La hoja inició hace diez años. Mi yo adolescente estudiaba psicología en la UNAH. Escribía entonces para “Teguz” una revista que se distribuía en varias universidades de la capital. El editor envió al equipo de redacción a un curso gratuito de periodismo cultural digital en el centro. No tenía ni la más remota idea de lo que era un blog. Con el hi5, el Hotmail MSN y el recién creado Facebook, mi mundo virtual estaba completo.

Al finalizar el curso, les instructores, una periodista costarricense y un escritor guatemalteco, nos dejaron como tarea final abrir nuestro propio blog y comenzar a publicar nuestras propias historias.

La curiosidad siempre iba un paso adelante, pero en ese momento no tenía claro de qué iba a escribir. Tampoco sabía que me estaba aventando a un mundo tan desconocido como fascinante. Y me lancé, como siempre, sin pensarla tanto.

Al principio eran historias típicas de una teenager de pueblo con una oferta cultural limitada que se muda a la ciudad para estudiar y se va encontrando con una realidad abrumadora, dolorosa. Desde muy pequeña escribía de todo, pero la interacción con un pequeño grupo de lectores –en su mayoría desconocidos- lo cambiaba todo.

Con el tiempo llegaron muchas preguntas, demasiadas ahora que lo pienso. Centroamérica, además de hacerte conocer el dolor de formas espectaculares, te va haciendo madurar muy temprano, inevitablemente crecés o te hundís.

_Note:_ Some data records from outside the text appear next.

Issue #1940, opened 2018-08-10
Drastically speed up `restic ls` by limiting to just a specific folder


mholt:
Output of `restic version`
--------------------------

```
restic 0.9.2 (v0.9.2-0-gbeb208e1) compiled with go1.10.2 on darwin/amd64
```

What should restic do differently? Which functionality do you think we should add?
----------------------------------------------------------------------------------

I'd be interested in modifying `restic ls` so that it can be scoped to just a specific directory/tree. For my purposes, I want to list the files in a certain folder -- and not subfolders -- without scanning the whole repository.

Scanning the whole repository takes about 5 minutes in my case, and the repo has only about 65 GB.

Scanning just the folder should (in theory) take only a couple seconds, based on my tests.

I am willing to submit a PR, of course. A little guidance would be appreciated about where to start in the code!

Did restic help you or made you happy in any way?
-------------------------------------------------

Yes, as usual. :) You already know it from me! :wink:

fd0:
Good idea. It always bothered me that restic works different from `ls`, which is non-recursive by default. I can imagine the following user interface:
 * `restic ls latest` works as it does not, lists files recursively
 * `restic ls latest /` lists only the root directory
 * `restic ls latest /foo` lists only the contents of `/foo`
 * `restic ls latest --recursive /home/user` lists everything below `/home/user` recursively

The only use case that does not work any more is when multiple snapshot IDs are passed.

The place to start in the code is here: https://github.com/restic/restic/blob/master/cmd/restic/cmd_ls.go#L67

You would need to parse the second argument as a path, returning ignores from the function passed to `Walk()`, and only print things when the path passed to the function is a sub-path of the requested path.

Let me know if you need more hints :)

mholt:
Sounds good! Thanks for taking the time to give feedback/hints!

A couple thoughts before I dive in:

- The Walk function -- it will still traverse the whole tree (albeit quicker since we'll immediately ignore non-matching nodes)?
- The traversal -- I think it is depth-first? This could be more efficient, at least for this particular task, if it's breadth-first. Not sure if that matters, but I figured I'd raise the question.
- The user interface -- what is the use case for listing multiple snapshots on `ls`? If we wanted to preserve that, we could always just use a specific flag for the directory filter.

fd0:
> The Walk function -- it will still traverse the whole tree (albeit quicker since we'll immediately ignore non-matching nodes)?

[...]

PR #1941, opened 2018-08-11
ls: Implement directory filter, optionally subfolders

mholt:

Changes `restic ls` so that the syntax is:

```
restic ls snapshotID [dirs...]
```

instead of multiple snapshot IDs. Adds a new flag, `--recursive`, to allow matching subfolders of the given directories.

A directory filter constrains the walk to just the folder(s) specified in the arguments.

An `ls` that used to take 5 minutes now takes 50 seconds. (Most of that time is connecting to the repo, downloading the index, and decrypting it. The actual scan is instantaneous. It also uses less memory, since there are way fewer results.)

#1940

Checklist
---------

### DIFF
--- a/cmd/restic/cmd_ls.go
+++ b/cmd/restic/cmd_ls.go
@@ -125,7 +125,15 @@ func runLs(opts LsOptions, gopts GlobalOptions, args []string) error {
 					}
 				}
 				if !walk {
-					return false, walker.SkipNode
+					if node.Type == "dir" {
+						// signal Walk() that it should not descend into the tree.
+						return false, walker.SkipNode
+					}
+
+					// we must not return SkipNode for non-dir nodes because
+					// then the remaining nodes in the same tree would be
+					// skipped, so return nil instead
+					return false, nil
 				}
 
 				// this second iteration ensures that we get an exact match
--- a/cmd/restic/cmd_ls.go
+++ b/cmd/restic/cmd_ls.go
@@ -2,7 +2,6 @@ package main
 
 import (
 	"context"
-	"path"
 	"strings"
 
 	"github.com/spf13/cobra"
@@ -76,6 +75,40 @@ func runLs(opts LsOptions, gopts GlobalOptions, args []string) error {
 		}
 	}
 
+	withinDir := func(nodepath string) bool {
+		if len(dirs) == 0 {
+			return true
+		}
+
+		for _, dir := range dirs {
+			// we're within one of the selected dirs, example:
+			//   nodepath: "/test/foo"
+			//   dir:      "/test"
+			if fs.HasPathPrefix(dir, nodepath) {
+				return true
+			}
+		}
+		return false
+	}
+
+	approachingMatchingTree := func(nodepath string) bool {
+		if len(dirs) == 0 {
+			return true
+		}
+
+		for _, dir := range dirs {
+			// the current node path is a prefix for one of the
+			// directories, so we're interested in something deeper in the
+			// tree. Example:
+			//   nodepath: "/test"
+			//   dir:      "/test/foo"
+			if fs.HasPathPrefix(nodepath, dir) {
+				return true
+			}
+		}
+		return false
+	}
+
 	repo, err := OpenRepository(gopts)
 	if err != nil {
 		return err
@@ -98,85 +131,31 @@ func runLs(opts LsOptions, gopts GlobalOptions, args []string) error {
 				return false, nil
 			}
 
-			// apply any directory filters
-			if len(dirs) > 0 {
-				nodeDir := path.Dir(nodepath)
+			if withinDir(nodepath) {
+				// if we're within a dir, print the node
+				Printf("%s\n", formatNode(nodepath, node, lsOptions.ListLong))
 
-				// this first iteration ensures we do not traverse branches that
-				// are not in matching trees or will not lead us to matching trees
-				var walk bool
-				for _, dir := range dirs {
-
-					// the current node path is a prefix for one of the
-					// directories, so we're interested in something deeper in the
-					// tree. Example:
-					//   nodepath: "/test"
-					//   dir:      "/test/foo"
-					approachingMatchingTree := fs.HasPathPrefix(nodepath, dir)
-
-					// we're within one of the selected dirs, example:
-					//   nodepath: "/test/foo"
-					//   dir:      "/test"
-					inMatchingTree := fs.HasPathPrefix(dir, nodepath)
-
-					// this condition is complex, but it basically requires that we
-					// are either approaching a matching tree (not yet deep enough)
-					// or: if recursive, we have entered a matching tree; if non-
-					// recursive, then that we are at exactly the right depth
-					// (we can do the walk correctly by just using the condition of
-					// "approachingMatchingTree || inMatchingTree", but it will be
-					// much slower for non-recursive queries since it will continue
-					// to traverse subtrees that are too deep and won't match -- this
-					// extra check allows us to return SkipNode if we've gone TOO deep,
-					// which skips all its subfolders)
-					if approachingMatchingTree || opts.Recursive || (inMatchingTree && dir == nodeDir) {
-						walk = true
-						break
-					}
-				}
-				if !walk {
-					if node.Type == "dir" {
-						// signal Walk() that it should not descend into the tree.
-						return false, walker.SkipNode
-					}
-
-					// we must not return SkipNode for non-dir nodes because
-					// then the remaining nodes in the same tree would be
-					// skipped, so return nil instead
-					return false, nil
-				}
-
-				// this second iteration ensures that we get an exact match
-				// according to the filter and whether we should match subfolders
-				var match bool
-				for _, dir := range dirs {
-					if nodepath == dir {
-						// special case: match the directory filter exactly,
-						// which may or may not be desirable depending on your
-						// use case (for example, this is unnecessary when
-						// wanting to simply list the contents of a folder,
-						// rather than all files matching a directory prefix)
-						match = true
-						break
-					}
-					if opts.Recursive && fs.HasPathPrefix(dir, nodepath) {
-						match = true
-						break
-					}
-					if !opts.Recursive && nodeDir == dir {
-						match = true
-						break
-					}
-				}
-				if !match {
+				// if recursive listing is requested, signal the walker that it
+				// should continue walking recursively
+				if opts.Recursive {
 					return false, nil
 				}
 			}
 
-			Printf("%s\n", formatNode(nodepath, node, lsOptions.ListLong))
+			// if there's an upcoming match deeper in the tree (but we're not
+			// there yet), signal the walker to descend into any subdirs
+			if approachingMatchingTree(nodepath) {
+				return false, nil
+			}
 
+			// otherwise, signal the walker to not walk recursively into any
+			// subdirs
+			if node.Type == "dir" {
+				return false, walker.SkipNode
+			}
 			return false, nil
 		})
+
 		if err != nil {
 			return err
 		}
--- a/cmd/restic/cmd_ls.go
+++ b/cmd/restic/cmd_ls.go
@@ -13,12 +13,21 @@ import (
 )
 
 var cmdLs = &cobra.Command{
-	Use:   "ls [flags] [snapshot-ID] [dir...]",
+	Use:   "ls [flags] [snapshotID] [dir...]",
 	Short: "List files in a snapshot",
 	Long: `
-The "ls" command allows listing files and directories in a snapshot.
+The "ls" command lists files and directories in a snapshot.
 
-The special snapshot-ID "latest" can be used to list files and directories of the latest snapshot in the repository.
+The special snapshot ID "latest" can be used to list files and
+directories of the latest snapshot in the repository. The
+--host flag can be used in conjunction to select the latest
+snapshot originating from a certain host only.
+
+File listings can optionally be filtered by directories. Any
+positional arguments after the snapshot ID are interpreted as
+directory paths, and only files inside those directories will
+be listed. If the --recursive flag is used, then the filter
+will allow traversing into matching directories' subfolders.
 `,
 	DisableAutoGenTag: true,
 	RunE: func(cmd *cobra.Command, args []string) error {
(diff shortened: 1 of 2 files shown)


mholt:
Dang, my commit from my other pull request snuck into this one. I'll try to fix that up later.

cmd/restic/cmd_ls.go
```diff
@@ -59,19 +71,55 @@ func runLs(opts LsOptions, gopts GlobalOptions, args []string) error {
...
+	if len(args) > 1 {
+		dirs = args[1:]
+	}
+
 	ctx, cancel := context.WithCancel(gopts.ctx)
 	defer cancel()
-	for sn := range FindFilteredSnapshots(ctx, repo, opts.Host, opts.Tags, opts.Paths, args) {
-		Verbosef("snapshot %s of %v at %s):\n", sn.ID().Str(), sn.Paths, sn.Time)
+	for sn := range FindFilteredSnapshots(ctx, repo, opts.Host, opts.Tags, opts.Paths, args[:1]) {
+		dirsToPrint := opts.Paths
```
fd0: Hm, I think the message should always print the source paths the snapshot was taken of. This is something completely different from the path within a snapshot. For example, consider a snapshot created with the following command:
```
$ cd /home/user
$ restic backup work
```

Then there will be a single path in the snapshot called `/home/user/work`, but the top-level directory in the snapshot will be `/work`. That's confusing for users, I think.

cmd/restic/cmd_ls.go
```diff
@@ -59,19 +71,55 @@ func runLs(opts LsOptions, gopts GlobalOptions, args []string) error {
...
 			if node == nil {
 				return false, nil
 			}
+
+			// apply any directory filters
+			if len(dirs) > 0 {
+				var nodeDir string
+				if !opts.Recursive {
+					// only needed for exact directory match; i.e. no subfolders
+					nodeDir = filepath.Dir(nodepath)
```
fd0: `nodpath` is always slash-separated, as it is created by `path.Join()` (not `filepath.Join`), see https://godoc.org/github.com/restic/restic/internal/walker#WalkFunc

So we need to use `path.Dir()` here to make it work properly on Windows.

cmd/restic/cmd_ls.go
```diff
@@ -11,12 +13,21 @@ import (
...
+The "ls" command lists files and directories in a snapshot.
+
+The special snapshot ID "latest" can be used to list files and
+directories of the latest snapshot in the repository. The
+--host flag can be used in conjunction to select the latest
+snapshot originating from a certain host only.
+
+File listings can optionally be filtered by directories. Any
+positional arguments after the snapshot ID are interpreted as
+directory paths, and only files inside those directories will
```
fd0: I think it'd be good to have a hint here that `dir` needs to be slash-separated, and optionally starting with a `/`. How do you want to handle that? The path passed to the function in `walker.Walk()` will be slash-separated and starting with a `/` (so it's an absolute path)...

cmd/restic/cmd_ls.go
```diff
@@ -59,19 +71,55 @@ func runLs(opts LsOptions, gopts GlobalOptions, args []string) error {
...
+			if len(dirs) > 0 {
+				var nodeDir string
+				if !opts.Recursive {
+					// only needed for exact directory match; i.e. no subfolders
+					nodeDir = filepath.Dir(nodepath)
+				}
+				var match bool
+				for _, dir := range dirs {
+					if opts.Recursive {
+						if strings.HasPrefix(nodepath, dir) {
```
fd0: That's not enough, for a node with the path `/foo/bar/baz` it would also be printed if restic was called like this: `restic ls latest /foo/bar/b`. Instead, call `fs.HasPathPrefix(dir, nodpath)`, which does the right thing: https://godoc.org/github.com/restic/restic/internal/fs#HasPathPrefix

cmd/restic/cmd_ls.go
```diff
@@ -59,19 +71,55 @@ func runLs(opts LsOptions, gopts GlobalOptions, args []string) error {
...
+						}
+					} else {
+						if nodeDir == dir {
+							match = true
+							break
+						}
+					}
+				}
+				if !match {
+					return true, nil
```
fd0: Ah, this may be confusing in the docs: When the walker function returns `ignore=true`, the **node** won't be visited again, which is identified by the tree ID, which may be the same for different directories at different paths. For example, consider a backup of a couple of empty dirs, e.g. `/home/foo/dir1` and `/other/dir2`, and calling `restic ls latest /other`. When the walker runs the function for `/home/foo/dir1` and `ignore=true` is returned (because it is not to be listed), it will add the tree ID for the empty directory to its list of trees to ignore, and the walker function will not be called again.

Instead, return `ignore=false` and return `walker.SkipNode` as the `error` instead.

I'm sorry that it's so confusing, the interface was adapted from `filepath.Walk`, and later I added the option to not only ignore stuff based on the path (return `SkipNode`) but also based on the tree ID (return `ignore=true`). Sigh. If you have an idea on how to improve the docs, please let me know!

fd0 (changes requested):
So, first review comments are in. I'm sorry that it's so confusing, but that's life, full of interesting corner cases ;)

cmd/restic/cmd_ls.go
mholt: Alright -- I can understand that. Reverting this change!

cmd/restic/cmd_ls.go
mholt: Sounds good.

cmd/restic/cmd_ls.go
mholt: Hmm, what do you mean _optionally_ starting with a `/`? I can mention it, I just don't quite understand what we need to communicate here yet.

cmd/restic/cmd_ls.go
mholt: Ah, good catch. Thanks. My habits from Caddy path handling (which is different in HTTP requests) is carrying over here.

cmd/restic/cmd_ls.go
mholt: Ohhh... interesting! Thanks for clarifying that for me.

I wonder, in hindsight, is my usage of these return values correct in these places?

- https://github.com/restic/restic/blob/abc923f69391ae55b0319c31ff2560083c874322/cmd/restic/cmd_stats.go#L177-L184 (I noticed that in cmd_ls.go, you return false instead of true in these cases.)
- https://github.com/restic/restic/blob/abc923f69391ae55b0319c31ff2560083c874322/cmd/restic/cmd_stats.go#L236 (now I'm not sure if I didn't want to visit the node again or if I wanted to not visit the tree again)

Update: However, when I change this line to `return false, walker.SkipNode`, the tree is not walked at all. The ls does in fact work correctly with the line as-is... 🤔

cmd/restic/cmd_ls.go
fd0: Ah, sorry, I should have been clearer: the filter functions you wrote only work when the paths passed to `restic ls` are absolute (starting with a `/`), because the `nodepath` passed to the function in `walker.Walk()` starts with a slash. So I think we should document it.

Another option would be to just prefix the dirs with a slash if it isn't there already. That's what I meant with "optionally". Thinking about it, I'd suggest just requiring the paths to be absolute.

cmd/restic/cmd_ls.go
fd0: I'm not sure what you mean by "this line", can you clarify?

fd0: FYI, the walker has many tests for all cases, maybe that can clarify it a bit, see:

https://github.com/restic/restic/blob/abc923f69391ae55b0319c31ff2560083c874322/internal/walker/walker_test.go#L216-L224

fd0: It doesn't, have a look at this repo: https://fd0.me/tmp/repo.tar.gz (the password is `foo`):

```
$ ./restic ls -l latest
repository 1271b4d6 opened successfully, password is correct
found 1 old cache directories in /home/fd0/.cache/restic, pass --cleanup-cache to remove them
snapshot 62bbf4fb of [] at 2018-08-11 22:09:31.33743769 +0200 CEST):
drwxr-xr-x  1000   100      0 2018-08-11 22:01:11 /test
drwxr-xr-x  1000   100      0 2018-08-11 22:02:58 /test/bar
-rw-r--r--  1000   100      0 2018-08-11 22:02:58 /test/bar/test.txt
drwxr-xr-x  1000   100      0 2018-08-11 22:04:19 /test/foo
-rw-r--r--  1000   100      0 2018-08-11 22:02:58 /test/foo/test.txt


$ ./restic ls -l latest /test/bar
repository 1271b4d6 opened successfully, password is correct
found 1 old cache directories in /home/fd0/.cache/restic, pass --cleanup-cache to remove them
snapshot 62bbf4fb of [/test/bar] at 2018-08-11 22:09:31.33743769 +0200 CEST):
-rw-r--r--  1000   100      0 2018-08-11 22:02:58 /test/bar/test.txt

$ ./restic ls -l latest /test/foo
repository 1271b4d6 opened successfully, password is correct
found 1 old cache directories in /home/fd0/.cache/restic, pass --cleanup-cache to remove them
snapshot 62bbf4fb of [/test/foo] at 2018-08-11 22:09:31.33743769 +0200 CEST):
```

The third call of `restic ls` did not print anything, although it should have printed the contents of the `test/foo` directory. The reason is that `/test/foo` and `/test/bar` have the same tree, which is on the ignore list because when `Walk()` processed `/test/bar`, it did not match the filter.

By the way, I think the directory itself (e.g. `/test/bar`) should also be printed.

fd0: > The SkipNode value seems very aggressive in what it skips... I'm still working on it though.

The semantics are modeled after `filepath.Walk()`...

> What do you mean by this? Which directory exactly, and printed where? 

I meant that if I run `restic ls latest /test/bar` then I think it's good to have the directory node `/test/bar` itself also printed, like this:
```
repository 1271b4d6 opened successfully, password is correct
found 1 old cache directories in /home/fd0/.cache/restic, pass --cleanup-cache to remove them
snapshot 62bbf4fb of [/test/bar] at 2018-08-11 22:09:31.33743769 +0200 CEST):
drwxr-xr-x  1000   100      0 2018-08-11 22:02:58 /test/bar
-rw-r--r--  1000   100      0 2018-08-11 22:02:58 /test/bar/test.txt
```

What do you think?

mholt:
The commit I just pushed addresses most of the feedback. The logic was very different from what I expected! Sorry for the confusion.

Two things:

1. If you choose a shallow filter, e.g. `/` or `/home`, the directory listing is still sorta slow because it traverses subfolders (but doesn't print them) instead of skipping them entirely. I'm still working on the right logic for that...

2. I think the only other point of feedback that I haven't yet addressed is whether to match the folder itself, when specified in a filter. My particular use case does not need this, since I want to see the _contents_ of the filtered folder, but I could see why including the folder would be a good idea, too. I guess it could always be ignored. I'll revise that shortly.

mholt:
I think there's a bug in SkipNode, somehow?

When I return SkipNode for a node that has the `nodepath` of a file, it skips the rest of the files in that directory.

Is that expected?

fd0:
> When I return SkipNode for a node that has the nodepath of a file, it skips the rest of the files in that directory.
> Is that expected?

Yes, because I copied the behavior from `filepath.Walk()`:

>  If the function returns SkipDir when invoked on a directory, Walk skips the directory's contents entirely. If the function returns SkipDir when invoked on a non-directory file, Walk skips the remaining files in the containing directory.

mholt:
Ahh, I misunderstood the second sentence in the docs. Totally my bad. After re-reading, I understand now. Thanks!

fd0:
I don't like this behavior at all, but until somebody spends time to revisit it, we're stuck ;)

mholt:
No worries. I think I made it work out alright. It's fast and accurate according to my tests, so I look forward to when you have a chance to try it!

fd0:
Sooo. I'm sorry, but I think I found two bugs, using the test repo I mentioned yesterday:
```
$ restic ls -l latest

drwxr-xr-x  1000   100      0 2018-08-11 22:01:11 /test
drwxr-xr-x  1000   100      0 2018-08-11 22:02:58 /test/bar
-rw-r--r--  1000   100      0 2018-08-11 22:02:58 /test/bar/test.txt
drwxr-xr-x  1000   100      0 2018-08-11 22:04:19 /test/foo
-rw-r--r--  1000   100      0 2018-08-11 22:02:58 /test/foo/test.txt
```

This is empty:
```
$ restic ls -l /test/foo
```

Since I could not hold my fingers still, I've already debugged the issues and will push some commits soon.

cmd/restic/cmd_ls.go
```diff
@@ -59,20 +74,89 @@ func runLs(opts LsOptions, gopts GlobalOptions, args []string) error {
 		return err
 	}
 
+	// extract any specific directories to walk
```
fd0: I'd do that before opening the repo, so users get a feedback on the dirs they specified (e.g. when they aren't absolute) early on, before any network traffic.

cmd/restic/cmd_ls.go
```diff
@@ -59,20 +74,89 @@ func runLs(opts LsOptions, gopts GlobalOptions, args []string) error {
...
+
+			// apply any directory filters
+			if len(dirs) > 0 {
+				nodeDir := path.Dir(nodepath)
+
+				// this first iteration ensures we do not traverse branches that
+				// are not in matching trees or will not lead us to matching trees
+				var walk bool
+				for _, dir := range dirs {
+					approachingMatchingTree := fs.HasPathPrefix(nodeDir, dir)
```
fd0: This needs to use `nodepath` instead of `nodeDir`, otherwise one level is walked too much. 

When the nodepath is `/test/foo` and the filter dir is `/test/bar`, then this would still evaluate:
```go
fs.HasPathPrefix("/test", "/test/bar")
```

It should do the following:
```go
fs.HasPathPrefix("/test/foo", "/test/bar")
```

cmd/restic/cmd_ls.go
```diff
@@ -59,20 +74,89 @@ func runLs(opts LsOptions, gopts GlobalOptions, args []string) error {
...
+					// to traverse subtrees that are too deep and won't match -- this
+					// extra check allows us to return SkipNode if we've gone TOO deep,
+					// which skips all its subfolders)
+					if approachingMatchingTree || opts.Recursive || (inMatchingTree && dir == nodeDir) {
+						walk = true
+						break
+					}
+				}
+				if !walk {
+					return false, walker.SkipNode
```
fd0: We need to be careful here: When we return `SkipNode` for a node that is not a dir (e.g. a file or other type), then the remaining nodes in the same tree are skipped!

mholt:
😮 You are a _saint_. Thanks for your patience and initiative here. I know sometimes contributions can be a burden too -- sorry if this is one of those times!

I've pulled your changes and inspected the code. That is definitely cleaner than my approach, and I see now where the main bug was in mine.

Your changes work for me in all my tests, and it's pretty speedy, too. Yours even works if there's a trailing slash in the filter :) The --recursive flag and multiple filters all seem to work as expected.

I agree tests would be good, although I am not sure where to add tests for the ls command, nor quite sure a strategy for how to test it.

Thank you again! :+1:

fd0 (approved):

fd0:
> I know sometimes contributions can be a burden too -- sorry if this is one of those times!

Don't worry, it was not :)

Con el tiempo le fui agarrando el gusto a eso de “bloguear”. Por supuesto tenía más tiempo que ahora. Cuando vino el Golpe de Estado, me cuestioné mi mundo entero y ya no pude verlo con los mismos ojos, tal como le sucedió tarde o temprano a cada habitante de este país. El blog, por tanto, se volvió un canal de desahogo, de penas con condimentos sabrosos.

Mis lectores eran en su mayoría mujeres. Eso le daba un plus especial. En un mundo donde te han enseñado desde pequeña a competir con ellas, que una me preguntara: “¿cuando publicás otra historia? ¿podés escribir sobre tal tema?”, yo sólo era –sigo siendo- una güirra culo cagado con algo de autoestima, pero sentí que había encontrado –por fin- mi lugar.

Ya no pude dejar de revolver palabras y me cambié a Periodismo. Mi primer empleo vino porque mi jefe leía mi blog. Con el segundo empleo pasó lo mismo. Luego llegaron los veintes y sus trampas. Mi blog seguía siendo un refugio, pero cada vez más abandonado, más solitario.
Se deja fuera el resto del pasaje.